• _WHAT THIS TASK INVOLVES_
Where a line below carries the word "panel", include it in the count, then give the count alone.

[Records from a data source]

Issue #28406, opened 2017-07-17
User Id "0" issues


phil-davis:
### Steps to reproduce
1. Add a user with user id "0"
2. Login as "0"
3. Try to share a file

### Expected behaviour
The share panel opens and lets you share the file

### Actual behaviour
An error, "Problem loading page, reloading in 5 seconds".
The sharing panel does not display.

### Server configuration
Any I expect (was on current master on a dev VM)

### Client configuration
**Browser:**
Firefox
**Operating system:**
Ubuntu
#### ownCloud log (data/owncloud.log)
```
NetworkError: 401 Unauthorized - http://localhost:8080/ocs/v2.php/apps/files_sharing/api/v1/shares?format=json&path=%2F%27single%27quotes&reshares=true"
```

Some code that checks the supplied username+password when accessing this area of the API is failing when supplied with "0" for the user id. (Other file operations like create/rename/delete are working)

There are places in lib/private/user/Session.php that do stuff like:
```
if (!empty($request->server['PHP_AUTH_USER']) && ...
```
which will not do the expected code when the user is "0".

And possibly quite a few other places where the user id is used and checked.

phil-davis:
I came across this because I was testing the case when the user id is a string of digits "123". That seems to work, and I guess there are installations out there that will use an integer as a user id (maybe a University that uses a student number directly as the user id? or...)

I tried "0" and it has problems - which will be due to the pain of empty("0") === true in PHP and similar.

Actually should "0" just be declared not a valid user id (reject it when adding a user)?

hodyroff:
should be fixed - if not too difficult.

PVince81:
yeah, we need to find all of those places anyway... we're already trying to avoid such problems in new code but there is likely old code still doing the checks wrong... thank you PHP for `empty('0') === true` ...

phil-davis:
#29198 requires usernames to be 3 or more chars. So that would "fix" (=workaround) this particular issue.

ownclouders:
Hey, this issue has been closed because the label `status/STALE` is set and there were no updates for 7 days. Feel free to reopen this issue if you deem it appropriate.

phil-davis:
Username cannot be "0" any more. So the particular issue reported here is avoided. Leaving closed.

PR #29198, opened 2017-10-10
username must be at least 3 characters long

peterprochaska:
## Description
Username must be at least 3 characters long

## Related Issue
HackerOne and https://github.com/owncloud/security-tracker/issues/227

## How Has This Been Tested?
You can't add a user with 'a' or 'ab'

## Types of changes

## Checklist:

### DIFF
--- a/lib/private/User/Manager.php
+++ b/lib/private/User/Manager.php
@@ -289,6 +289,7 @@ class Manager extends PublicEmitter implements IUserManager {
 	 */
 	public function createUser($uid, $password) {
 		$l = \OC::$server->getL10N('lib');
+
 		// Check the name for bad characters
 		// Allowed are: "a-z", "A-Z", "0-9" and "_.@-'"
 		if (preg_match('/[^a-zA-Z0-9 _\.@\-\']/', $uid)) {
@@ -303,6 +304,12 @@ class Manager extends PublicEmitter implements IUserManager {
 		if (strlen(trim($uid, "\t\n\r\0\x0B\xe2\x80\x8b")) !== strlen(trim($uid))) {
 			throw new \Exception($l->t('Username contains whitespace at the beginning or at the end'));
 		}
+
+		// Username must be at least 3 characters long
+		if(strlen($uid) < 3) {
+			throw new \Exception($l->t('The username must be at least 3 characters long'));
+		}
+
 		// No empty password
 		if (trim($password) == '') {
 			throw new \Exception($l->t('A valid password must be provided'));


DeepDiver1975 (approved):

DeepDiver1975:
@Peter-Prochaska did you test this? jenkins is red - please have a look

phil-davis:
This will "fix" the user named "0" issue, by banning any 1 (or 2) char string as a username: #28406

phil-davis:
I guess this only applies to "local" ownCloud-created usernames. Short ones could still come from LDAP?

PVince81:
> Short ones could still come from LDAP?

Yes

Peter-Prochaska:
Yes, localy the tests are running. I think this is a jenkis error

.htaccess
```diff
@@ -84,4 +84,3 @@ Options -Indexes
 <IfModule pagespeed_module>
   ModPagespeed Off
 </IfModule>
-
```
PVince81: unrelated?

Peter-Prochaska: fixed

lib/private/User/Manager.php
```diff
@@ -289,6 +289,12 @@ public function searchDisplayName($pattern, $limit = null, $offset = null) {
 	 */
 	public function createUser($uid, $password) {
 		$l = \OC::$server->getL10N('lib');
+
+		// Username must at least 3 characters long
+		if(strlen($uid) <= 3) {
```
mmattel: This ends up in min 4

mmattel: Additionally I would place it after the whitespace check...

PVince81 (changes requested):
see @mmattel's comments

.htaccess
```diff
@@ -83,5 +83,4 @@ AddDefaultCharset utf-8
 Options -Indexes
 <IfModule pagespeed_module>
   ModPagespeed Off
-</IfModule>
-
+</IfModule>
```
kdslkdsaldsal: I guess this will break the .htaccess again? AFAIK the newline is expected.

lib/private/User/Manager.php
Peter-Prochaska: No and no, <=3 ist min 3. And after the whitespace check we have the problem with the "."

.htaccess
Peter-Prochaska: What now? Expected or not?

lib/private/User/Manager.php
phil-davis: The message says ``The username must be at least 3 characters long`` which means it can be 3, 4, 5... characters long. But if I put in a 3-character username "abc" it will not let me do it.
So the "if" test here and the message have different things. One of themm needs to be changed, depending on what is the requirement.

.htaccess
phil-davis: In the first place a change to ``.htaccess`` should never have been added to the commit. Sometimes git is seeing that it was modified during a local dev install, and then "just adds it" to the commit (it depends what git tool you are using and what is in the ``.gitignore`` file etc.)

So you need to press "Enter" at the end of the last line, commit and squash. Hopefully ``.htaccess`` will then become identical to the current version in master, and so it will disappear from this PR.

lib/private/User/Manager.php
PVince81: just replace `<=` with `<`

.htaccess
PVince81: `git checkout master .htaccess` to revert the changes.

htaccess is not relevant to this PR / commit, so if we want something different there, needs to be fixed separately

lib/private/User/Manager.php
```diff
@@ -289,6 +289,12 @@ public function searchDisplayName($pattern, $limit = null, $offset = null) {
 	 */
 	public function createUser($uid, $password) {
 		$l = \OC::$server->getL10N('lib');
+
+		// Username must at least 3 characters long
```
phil-davis: Username must be at least...

lib/private/User/Manager.php
```diff
@@ -289,6 +289,12 @@ public function searchDisplayName($pattern, $limit = null, $offset = null) {
...
+		if(strlen($uid) < 3) {
```
phil-davis: I like to have space between keywords an the next bracket, like in the next ``if (` below.
It is part of some coding standards - don't know if it is the rule in oC.

phil-davis (commented):
Just little comments.

lib/private/User/Manager.php
mmattel: Is there a reason why you put that quey at the start - just before all other checks like whitespace and valid characters?
Should´nt the result be **minimum three valid characters** ?

DeepDiver1975: Quite valid question

PVince81: the answer is likely: need more ☕️ 😉

lib/private/User/Manager.php
Peter-Prochaska: done

PVince81 (approved):
:+1:

PVince81:
restarted jenkins

Issue #28763, opened 2017-08-22
Upgrade 9.1.6.2 ->  10.0.2.1 null cache when moving avatars outside home (fed shares)


XHAGBARD:
### Steps to reproduce
1. apply repository for 10.0 version
2. yum upgrade and install new version
3. Apply upgrade from the Web and error ocurred
4. Apply upgrade via occ cli and debug:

• _YOUR RESPONSE_
2